*** Opening Entries provided ***

PR #880, opened 2024-08-30
fix(buildDockerAndPublishImage) avoid wrong type inference for `recordIssues(skipPublishingChecks=)` argument

dduportal:
This change fixes the error below caused by #879.

~I'm not sure why we have this error as #879 was tested by a dummy PR on a docker-jenkins repo.~
(edited: found the cause: we tested before my suggestion - https://github.com/jenkins-infra/pipeline-library/pull/879#discussion_r1735795782. The code before suggestion worked as it was inffering the `null` to string and then to boolean)

Let's retry with 2 PRs end to end testing this time (including openvpn)

```
Found unhandled java.lang.IllegalArgumentException exception:

Could not instantiate {skipPublishingChecks=null, enabledForFailure=true, aggregatingResults=false, tool=@hadoLint(id=jenkinsciinfra-openvpn-hadolint-1725004944771,pattern=jenkinsciinfra-openvpn-hadolint-1725004944771.json)} for io.jenkins.plugins.analysis.core.steps.RecordIssuesStep: java.lang.IllegalArgumentException
```

----

Tested with 2 pipeline replay builds prefixed with the instruction `@Library('pipeline-library@pull/880/head') _`

- Case with principal branch in https://infra.ci.jenkins.io/job/docker-jobs/job/docker-404/job/main/138/ => checks were not published
- Case with a PR in https://infra.ci.jenkins.io/job/docker-jobs/job/docker-openvpn/job/PR-353/2 => checks were published in the PR as expected

----

### DIFF
--- a/test/groovy/BuildDockerAndPublishImageStepTests.groovy
+++ b/test/groovy/BuildDockerAndPublishImageStepTests.groovy
@@ -117,9 +117,13 @@ class BuildDockerAndPublishImageStepTests extends BaseTest {
   // Return if the usual static checks had been recorded with the usual pattern
   Boolean assertRecordIssues(String imageName = fullTestImageName) {
     final String reportId = "${imageName}-hadolint-${mockedTimestamp}".replaceAll('/','-').replaceAll(':', '-')
+    boolean skipChecks = false
+    if (env.BRANCH_IS_PRIMARY) {
+      skipChecks = true
+    }
     return assertMethodCallContainsPattern(
         'recordIssues',
-        "{skipPublishingChecks=${env.BRANCH_IS_PRIMARY}, enabledForFailure=true, aggregatingResults=false, tool={id=${reportId}, pattern=${reportId}.json}}",
+        "{skipPublishingChecks=${skipChecks}, enabledForFailure=true, aggregatingResults=false, tool={id=${reportId}, pattern=${reportId}.json}}",
         )
   }
 
--- a/vars/buildDockerAndPublishImage.groovy
+++ b/vars/buildDockerAndPublishImage.groovy
@@ -195,8 +195,12 @@ def call(String imageShortName, Map userConfig=[:]) {
                 powershell 'make lint'
               }
             } finally {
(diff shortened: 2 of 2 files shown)


test/groovy/BuildDockerAndPublishImageStepTests.groovy
```diff
@@ -117,9 +117,13 @@ class BuildDockerAndPublishImageStepTests extends BaseTest {
   // Return if the usual static checks had been recorded with the usual pattern
   Boolean assertRecordIssues(String imageName = fullTestImageName) {
     final String reportId = "${imageName}-hadolint-${mockedTimestamp}".replaceAll('/','-').replaceAll(':', '-')
+    boolean skipChecks = false
+    if (env.BRANCH_IS_PRIMARY) {
```
timja, line 121: you tested this? as an env variable will be a string this _may_ not work as expected

dduportal: Yep, I've updated the PR body with the tests after your comment.

The issue is that, due to the pipeline engine, the env.BRANCH_IS_PRIMARY was undefined (`null`) when running in a PR (hence the error message we had). No type inference was done so the `recordIssue()` function, expecting a boolean value for the argument `skipPublishingSteps` receieved a `null` value.

With this new code, using the Groovy features, https://groovy-lang.org/semantics.html#_strings empty string is coerced to `false` for the `if` condition and to `true` if not empty.

It's a codestyle tradeoff: it adds a code step, but it avoid letting the pipeline engine coercing types in the step call

dduportal: Groovy languages recommends to rely the emptiness coercion https://groovy-lang.org/semantics.html#_strings => it is a feature language we can rely on when using pure groovy instruction.

The inference issue came from calling Groovy feature in a pipeline step which can have.. weird behavior (hence the choice to move it in the  `if` case


Your suggestion is valid but un-needed. Would be true on Javascript though \o/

*** Closing Entries provided ***

▸ **Try it**
Each record above should be output again exactly.

▸ **Task solution**
PR #880, opened 2024-08-30
fix(buildDockerAndPublishImage) avoid wrong type inference for `recordIssues(skipPublishingChecks=)` argument

dduportal:
This change fixes the error below caused by #879.

~I'm not sure why we have this error as #879 was tested by a dummy PR on a docker-jenkins repo.~
(edited: found the cause: we tested before my suggestion - https://github.com/jenkins-infra/pipeline-library/pull/879#discussion_r1735795782. The code before suggestion worked as it was inffering the `null` to string and then to boolean)

Let's retry with 2 PRs end to end testing this time (including openvpn)

```
Found unhandled java.lang.IllegalArgumentException exception:

Could not instantiate {skipPublishingChecks=null, enabledForFailure=true, aggregatingResults=false, tool=@hadoLint(id=jenkinsciinfra-openvpn-hadolint-1725004944771,pattern=jenkinsciinfra-openvpn-hadolint-1725004944771.json)} for io.jenkins.plugins.analysis.core.steps.RecordIssuesStep: java.lang.IllegalArgumentException
```

----

Tested with 2 pipeline replay builds prefixed with the instruction `@Library('pipeline-library@pull/880/head') _`

- Case with principal branch in https://infra.ci.jenkins.io/job/docker-jobs/job/docker-404/job/main/138/ => checks were not published
- Case with a PR in https://infra.ci.jenkins.io/job/docker-jobs/job/docker-openvpn/job/PR-353/2 => checks were published in the PR as expected

----

### DIFF
--- a/test/groovy/BuildDockerAndPublishImageStepTests.groovy
+++ b/test/groovy/BuildDockerAndPublishImageStepTests.groovy
@@ -117,9 +117,13 @@ class BuildDockerAndPublishImageStepTests extends BaseTest {
   // Return if the usual static checks had been recorded with the usual pattern
   Boolean assertRecordIssues(String imageName = fullTestImageName) {
     final String reportId = "${imageName}-hadolint-${mockedTimestamp}".replaceAll('/','-').replaceAll(':', '-')
+    boolean skipChecks = false
+    if (env.BRANCH_IS_PRIMARY) {
+      skipChecks = true
+    }
     return assertMethodCallContainsPattern(
         'recordIssues',
-        "{skipPublishingChecks=${env.BRANCH_IS_PRIMARY}, enabledForFailure=true, aggregatingResults=false, tool={id=${reportId}, pattern=${reportId}.json}}",
+        "{skipPublishingChecks=${skipChecks}, enabledForFailure=true, aggregatingResults=false, tool={id=${reportId}, pattern=${reportId}.json}}",
         )
   }
 
--- a/vars/buildDockerAndPublishImage.groovy
+++ b/vars/buildDockerAndPublishImage.groovy
@@ -195,8 +195,12 @@ def call(String imageShortName, Map userConfig=[:]) {
                 powershell 'make lint'
               }
             } finally {
(diff shortened: 2 of 2 files shown)


test/groovy/BuildDockerAndPublishImageStepTests.groovy
```diff
@@ -117,9 +117,13 @@ class BuildDockerAndPublishImageStepTests extends BaseTest {
   // Return if the usual static checks had been recorded with the usual pattern
   Boolean assertRecordIssues(String imageName = fullTestImageName) {
     final String reportId = "${imageName}-hadolint-${mockedTimestamp}".replaceAll('/','-').replaceAll(':', '-')
+    boolean skipChecks = false
+    if (env.BRANCH_IS_PRIMARY) {
```
timja, line 121: you tested this? as an env variable will be a string this _may_ not work as expected

dduportal: Yep, I've updated the PR body with the tests after your comment.

The issue is that, due to the pipeline engine, the env.BRANCH_IS_PRIMARY was undefined (`null`) when running in a PR (hence the error message we had). No type inference was done so the `recordIssue()` function, expecting a boolean value for the argument `skipPublishingSteps` receieved a `null` value.

With this new code, using the Groovy features, https://groovy-lang.org/semantics.html#_strings empty string is coerced to `false` for the `if` condition and to `true` if not empty.

It's a codestyle tradeoff: it adds a code step, but it avoid letting the pipeline engine coercing types in the step call

dduportal: Groovy languages recommends to rely the emptiness coercion https://groovy-lang.org/semantics.html#_strings => it is a feature language we can rely on when using pure groovy instruction.

The inference issue came from calling Groovy feature in a pipeline step which can have.. weird behavior (hence the choice to move it in the  `if` case


Your suggestion is valid but un-needed. Would be true on Javascript though \o/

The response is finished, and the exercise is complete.